The OM934 is the 5.1-litre four-cylinder for the Atego, producing between 156 and 231 PS depending on rating. The OM936 is the 7.7-litre six-cylinder for the heavier Atego, the Antos, and lighter Actros distribution applications, with outputs from 238 PS up to around 299 PS in standard form. The OM470 is the 10.7-litre six-cylinder for mid-range Actros, Arocs, and Antos, typically at outputs from 320 PS to 430 PS. The OM471 is the 12.8-litre six-cylinder that powers the bulk of Actros tractor unit and heavy Arocs production, with outputs from around 420 PS through to 530 PS. The OM473 is the 15.6-litre flagship for the highest-output Actros work, including heavy haulage and SLT (Schwerlasttransport) chassis, running up to 625 PS.
All five are Euro VI compliant through SCR after-treatment with AdBlue, exhaust gas recirculation, and a diesel particulate filter. The trade-off is the one common to all current Euro 6 diesel platforms regardless of manufacturer: cleaner emissions in exchange for greater sensitivity to fuel quality and AdBlue supply. In markets where diesel sulphur content is unpredictable or AdBlue distribution is patchy, this matters and should be factored into the specification choice.

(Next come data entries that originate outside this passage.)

PR #834, opened 2018-02-02
Run WP CLI commands via WP Cron

david-binda:
This is not ready for client use. If you are interested in learning, please contact VIP Support.

The code in this PR is a mechanism for offloading WP CLI commands to WP Cron which allows those command to be run on CLI containers, instead of sandboxes, which takes the commands closer to the production servers and thus should provide better performance for the commands.

### DIFF
--- a/vip-wp-cli-to-cron.php
+++ b/vip-wp-cli-to-cron.php
@@ -1,9 +1,9 @@
 <?php
 
  /***************************************************************************************************
- *																									*
+ *                                                                                                  *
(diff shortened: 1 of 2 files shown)


david-binda:
Looks like the failing PHPUnit tests are not related to this PR. Have those ever been passing?

mjangda:
Yeah, something broke with the tests recently that we still need to look into.

mjangda:
r105066-deploy

Issue #809, opened 2017-12-18
Add private cache purge endpoint


joshbetz:
A new internal, rate-limited endpoint which clears the page cache for the current site. We can use this for clearing the page cache after deploys.

It should be:

- [ ] private (internal to VIP only)
- [ ] rate-limited

rinatkhaziev:
Given the plethora of cache implementation changes, this is not relevant anymore.

PR #836, opened 2018-02-05
Add/cache manager endpoints

chrean:
Added REST endpoints for purging Varnish cache.

https://github.com/Automattic/vip-go-mu-plugins/issues/809


vip-cache-manager/includes/class-rest-api.php
```diff
@@ -0,0 +1,130 @@
...
+			'permission_callback' => array( $this, 'check_secret' ),
+			'show_in_index'       => false,
+		) );
+
+	}
+
+	/**
+	 * Testing function
+	 */
+	public function debug_request( $request ) {
```
joshbetz: Looks like we need to flesh out the BAN method here

vip-cache-manager/includes/class-rest-api.php
```diff
@@ -0,0 +1,130 @@
...
+
+	/**
+	 * Register API routes
+	 */
+	public function rest_api_init() {
+
+		register_rest_route( self::API_NAMESPACE, '/' . self::ENDPOINT_PURGE, array(
+			'methods'             => 'POST',
+			'callback'            => array( $this, 'purge_urls' ),
+			'permission_callback' => array( $this, 'check_secret' ),
```
joshbetz: As mentioned in Slack, it would be best to reuse `wpcom_vip_go_rest_api_request_allowed()` here. Since it uses a header, it's slightly easier to obscure in logs as necessary.

joshbetz:
Any thoughts on rate limiting these?

vip-cache-manager/includes/class-rest-api.php
chrean: Sure, it was just a skeleton but now that we agreed on not using it - did we? -, it can be cleaned up.

vip-cache-manager/includes/class-rest-api.php
chrean: Sure, will work on this, makes definitely sense.

vip-cache-manager/includes/class-rest-api.php
joshbetz: Sure, let's remove it for now.

chrean: Done.

chrean: * Main class does not extend Singleton anymore.
* Ban route has been removed.
* Now using wpcom_vip_go_rest_api_request_allowed in place of shared secret.

chrean:
Hi @joshbetz , 

I've added exoskeleton and made some tests, and is apparently working. I say "apparently" because that plugin has been flagged as alpha, so I think it'd be better if we review it and perform further testing before thinking of using it for live envos.

mjangda:
No plans to implement this in the near future, so I think we can close this one out. We'll likely take a different approach if we revisit anyway.

PR #838, opened 2018-02-07
Don't override results of unique_filename_callback

mjangda:
`wp_unique_filename` allows passing in a custom callback as an added level of customization. In our filter for `wp_unique_filename`, we're just passing through the results as-is if the custom callback is used. Otherwise we can end up modifying the results, which may be undesirable.

One use case is when we want to override an existing file. We can use the custom callback to set the existing file's name. Without this change, our mu-plugins unique filename check runs and modifies the filename, which is not what we want.


mjangda:
r105341-deploy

PowerShift 3 is the standard automated manual transmission on heavy Mercedes-Benz trucks from the fourth-generation Actros onwards. PowerShift Advance appears on more recent fifth-generation stock with route-learning capability. Fuller manuals and Allison automatics appear on older or specialist vocational chassis.
Tractor units come in 4×2 (the standard 44-tonne articulated combination), 6×2 mid-lift (the volume long-haul UK configuration, where the centre axle lifts on light return legs), 6×2 tag axle (centre axle ahead of the drive axle, less common in UK stock but available), and 6×4 (twin-drive for heavy haulage and adverse-terrain work). 6×4 Actros tractors with the OM471 530 PS or OM473 are the typical specification for heavy haulage operators running plant trailers, low-loaders, and abnormal load work.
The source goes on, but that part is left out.